I can’t wait to try it out on my expired films.
THANK YOU
Taylor Blanchard
April 20, 2024 at 7:11 am
Ken – I appreciate the comment. Stand development is so great for expired films.
Ray Goulter
April 20, 2024 at 3:35 am
Taylor, Congratulations on a well-written article. I have to admit, after developing my own B&W and transparency film for something like 50 years, I have never tried stand development for B&W film.
A question: do you use a normal developing tank for 35mm and 120 roll film or do you use a deep tank? I shoot mainly 120/220 roll film and 4″x5″ sheet film using mainly FP4+ and HP5+ stock so have no option but to use a Jobo tank with plastic spools, but I’ve recently been given some old Kodak 4″x5″ stainless steel frames (no tank so I’ll use trays) so your article has prompted me to have a go at stand development.
Taylor Blanchard
April 20, 2024 at 7:10 am
Hi Ray – thank you for the comment. I use Patterson tanks for the 35mm and 120 and either Stearman or a tall Patterson with the Mod54 for 4×5 film. I think tray development would work well with Rodinal. I’ve heard (but not tested) that metal is better with stand development to avoid any possible bromide drag. Please report back!
Ray Goulter
December 6, 2024 at 8:18 pm
Hello again Taylor,
I used 3 old Kodak 4×5 metal frames to stand develop some LF sheets. The results were discouraging due to the high degree of bromide drag making the negs unusable. Next time I might experiment with tray development on a single experimental 4×5 sheet. I recall an article I read many years ago on making a deep tank out of 90mm wide pvc plastic pipe, deep enough to hang a 36-shot 35mm film. It would also be wide enough for 120/220 film. I can’t recall if there was bromide drag on the sprocket holes, but the film, hanging vertically in the deep tank (painted black with similarly black-painted top and bottom screw caps, would reduce the impact of this problem. The top cap had a hook to which the film was attached. I also recall the photographer who wrote the article left the spent chemical in the deep tank and simply used the developer replenishment method.
Taylor Blanchard
December 10, 2024 at 4:35 am
Hi Ray – thank you for reporting back on your results. That’s really interesting about the bromide drag. Let me know if you try developing in the PVC pipe. That sounds really interesting and at least it wouldn’t take up too much room. I keep wanting to try tray development with an Ortho film under darkroom safelights.
Curtis Givens
April 20, 2024 at 4:46 pm
I’ve been participating in the Frugal Film Project for 2 years now and have been using Kentmeer 400 at box speed and stand developing in rhodinal at 100 to 1 in Paterson tanks and reels. No noticeable drag. Hoping to get out with the monorail and the large format pin hole if the weather will cooperate. I really like the article and the examples you included.
Taylor Blanchard
May 3, 2024 at 9:10 am
Curtis – great to hear from you. I’ve been part of Frugal Film Project and have yet to officially participate. I need to get on that! Oh, large format pinhole – lovely!
Chris Loyd
December 8, 2024 at 10:03 am
Hi Taylor,
Interesting.I’ve been using a stand caffenol process for about 2 years now. A range of films (all in date).

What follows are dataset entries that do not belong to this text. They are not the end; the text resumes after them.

PR #17, opened 2015-09-09
libdfp: powerpc: Fix optimized _Decimal128 implementations

zatrazz:
This patch changes the expected input register to _Decimal128 to
correct fr2 instead of fr0 (since ABI states _Decimal128 should
be passed in odd/even registers) on various powerpc implementations.

Signed-off-by: Adhemerval Zanella  <adhemerval.zanella@linaro.org>

### DIFF
--- a/sysdeps/powerpc/dfpu/fabsd128.c
+++ b/sysdeps/powerpc/dfpu/fabsd128.c
@@ -25,8 +25,10 @@ _Decimal128
 __fabsd128 (_Decimal128 x)
 {
   /* Half part os decimal128 constainst the sign bit at same position as
-     binary64, so the instruction works for both formats.  */
-  register _Decimal128 input asm("fr0") = x;
+     binary64, so the instruction works for both formats.  Also for 
+     _Decimal128 the ABI constraint it to odd/even register so it is
+     passed and returned in fr2/fr2.  */
+  register _Decimal128 input asm("fr2") = x;
   _Decimal128 ret;
   asm ("fabs  %1, %0\n"
        : "=f"(ret)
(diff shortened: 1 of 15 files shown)


sysdeps/powerpc/dfpu/fabsd128.c
```diff
@@ -25,8 +25,10 @@ _Decimal128
...
 {
   /* Half part os decimal128 constainst the sign bit at same position as
-     binary64, so the instruction works for both formats.  */
-  register _Decimal128 input asm("fr0") = x;
+     binary64, so the instruction works for both formats.  Also for 
+     _Decimal128 the ABI constraint it to odd/even register so it is
+     passed and returned in fr2/fr2.  */
+  register _Decimal128 input asm("fr2") = x;
   _Decimal128 ret;
   asm ("fabs  %1, %0\n"
```
pmur: Are the operands listed on line 33 backwards? I think that is the cause of the bug.

zatrazz: Indeed, the register bikeshedding are not really required with correct asm order. This:

```
_Decimal128
__fabsd128 (_Decimal128 x)
{ 
  /* Half part os decimal128 constainst the sign bit at same position as
     binary64, so the instruction works for both formats.  */
  _Decimal128 ret;
  asm ("fabs  %0, %1\n"
       : "=f"(ret)
       : "f"(x));
  return ret;
}
```

Generates the expect output:

```
$ objdump -d fabsd128.o

fabsd128.o:     file format elf64-powerpcle


Disassembly of section .text:

0000000000000000 <__GI___fabsd128>:
   0:   10 12 40 fc     fabs    f2,f2
   4:   20 00 80 4e     blr
        ...
```

zatrazz: I will update the patch.

PR #18, opened 2015-09-10
Master ppc fixes

zatrazz:


pmur:
LGTM. I verified the tests work on ppc64le/P8. Thank you for fixing that up.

I agree with the slightly flat negatives but that’s easy to fix once scanned (might be harder if I was making wet prints) but the shadow detail is a worthwhile exchange.
I like the versatility. I currently have a roll each of HP5 and FP4 in the same tank and there won’t be any problems. It’s also useful for pushing – I’ve experimented with HP5 and found no issues exposing individual frames at 800 or 1600 ISO. Even 3200 gives manageable results and the rest of the film can be exposed as normal.